Filter the records down to the lines that hold the word "user", and copy each of those lines.

> [Records shown]
◇ ◇ ◇ ◇ ◇
Issue #1864, opened 2017-12-08
Balloons for widgets


RDeRenzi:
I think that ipywidget is great, therefore I venture with a suggestion.
Presently a long widget description with not enough space to displays produces dots, and a balloon when hovering over the text. The balloon is nice, the dots not so much.

In largish data analysis GUIs, very short help (i.e. a slightly longer description) would nicely fit, in my opinion, in a separate trait, that behaves like the balloon: the description is shown statically, the balloon is shown when hovering over the former.

Or in two separate parameters of the description, short and [long], the latter behaving like a balloon.

I hope you may consider it as a future feature, if others agree with the purpose. 

Thank you so much 
Roberto

P.S the same applies to other widget/trait pairs that have the same functionality, e.g. ToggleButton/value

jasongrout:
Many traits have a `description` attribute - are you proposing an additional `description_long` (or some similar name) which would populate the balloon tooltip?

jasongrout:
> In largish data analysis GUIs, very short help (i.e. a slightly longer description) would nicely fit, in my opinion, in a separate trait, that behaves like the balloon: the description is shown statically, the balloon is shown when hovering over the former.

Could you give some example code illustrating your idea?

RDeRenzi:
Dear jasongrout, 
I hope this screenshot helps to understand what I mean. Not the best worked out example, I admit.

![fit_tab](https://user-images.githubusercontent.com/25430702/33769567-fbb13ba4-dc2a-11e7-8976-baaf1541b7fb.png "mujpy screenshot, from https://github.com/RDeRenzi/mujpy")

(btw, Markdown in the above figure does what I need)
The example in the screenshot is obtained exploiting a loooong description. With my proposal one could avoid the dots that cram the static GUI.

Regarding your previous question: I do not really know the ipywidgets innards. Syntactically it could be either an independent trait, e.g.  balloon or an optional separate parameter of description (like in the Markdown syntax, I suppose), performing the same functionality. I am not sure I have answered  your questions.

RDeRenzi:
Perhaps you wanted this. Present code in the screenshot:

        self.plot_range = Text(description='plot range\nstart,stop\n[,pack]\n[last,pack]',value='0,500',
                               layout=Layout(width='22%'),continuous_update=False)
        self.plot_range.style.description_width='36%'
        self.plot_range.observe(on_range,'value')

Proposed code

        self.plot_range = Text(description='plot range',
[...]

PR #2070, opened 2018-05-10
Add tooltip attribute to description widgets #1864

piyushrungta25:
for #1864

### DIFF
--- a/packages/controls/src/widget_description.ts
+++ b/packages/controls/src/widget_description.ts
@@ -43,6 +43,7 @@ class DescriptionModel extends DOMWidgetModel {
             _view_module_version: JUPYTER_CONTROLS_VERSION,
             _model_module_version: JUPYTER_CONTROLS_VERSION,
             description: '',
+            tooltip: '',
         };
     }
 }
@@ -56,6 +57,7 @@ class DescriptionView extends DOMWidgetView {
         this.label.style.display = 'none';
 
         this.listenTo(this.model, 'change:description', this.updateDescription);
+        this.listenTo(this.model, 'change:tooltip', this.updateDescription);
         this.updateDescription();
     }
 
@@ -65,6 +67,11 @@ class DescriptionView extends DOMWidgetView {
 
     updateDescription() {
         let description = this.model.get('description');
+        let tooltip = this.model.get('tooltip');
+        if (tooltip.length === 0) {
+            tooltip = description;
+        }
+
         if (description.length === 0) {
             this.label.style.display = 'none';
         } else {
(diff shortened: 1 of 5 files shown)


packages/controls/src/widget_description.ts
```diff
@@ -65,14 +67,19 @@ class DescriptionView extends DOMWidgetView {
 
     updateDescription() {
         let description = this.model.get('description');
+        let tooltip = this.model.get('tooltip');
+        if (tooltip.length === 0) {
+            tooltip = description;
```
jasongrout: How would we disable the tooltip if we didn't want it to show up?

jasongrout:
Thanks! One design comment about disabling the tooltip if we'd like. Setting the tooltip to `''` seems natural to disable it - perhaps None should be the default, which means take it from the description?

I agree that this change is strictly better than what we have (we can't turn off tooltips right now either).

packages/controls/src/widget_description.ts
piyushrungta25: As far as I understand, it couldn't be disabled completely previously also since it always defaults to the description. Not specifying the tooltip or setting it to an empty string will result in closest behavior.

jasongrout:
Also, can we call it `description_tooltip`? An arbitrary control might have other places where tooltips make sense, so scoping the name to where it is used makes sense, even if it is a bit long. We do have precedence for a name like that, in that the style has a `description_width` attribute.

jasongrout:
Does that make sense to you as a user? It's a bit awkward that we use "None" as a default value, but it is a convention. The way I see it, if you have a string, set the tooltip to that (including `''`). If you have None, do the default behavior.

maartenbreddels:
I think it makes sense, looks great

(from mobile phone)

piyushrungta25:
That does make sense. I made the discussed changes.

jasongrout:
Thanks. We'll need to update the spec to have this trait, then I think we are good to merge. I'll look at this hopefully tomorrow.

jasongrout:
@SylvainCorlay - what are your thoughts about the model change here? In particular, the attribute can be either null or a string - does that make things difficult for xwidgets?

SylvainCorlay:
Hey @jasongrout thanks for the heads up.

The model changes are fine with me. We handle optional widget attributes very well in xwidgets. 

For example, in the layout widget, we do:
```
XPROPERTY(xtl::xoptional<std::string>, derived_type, align_items, {}, XEITHER_OPTIONAL("flex-start", "flex-end", "center", "baseline", "stretch", "inherit", "inital", "unset"));
```

jasongrout:
Great, then I'm okay with merging this for the beta.

jasongrout:
Thanks @piyushrungta25 for pushing this through!

PR #2090, opened 2018-05-30
fix: only handle exception when in IPython

maartenbreddels:
When doing unittests ip is None and will give another exception, this avoids it.


jasongrout:
Thanks!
◇ ◇ ◇ ◇ ◇
> [Exercise answer]
![fit_tab](https://user-images.githubusercontent.com/25430702/33769567-fbb13ba4-dc2a-11e7-8976-baaf1541b7fb.png "mujpy screenshot, from https://github.com/RDeRenzi/mujpy")
Does that make sense to you as a user? It's a bit awkward that we use "None" as a default value, but it is a convention. The way I see it, if you have a string, set the tooltip to that (including `''`). If you have None, do the default behavior.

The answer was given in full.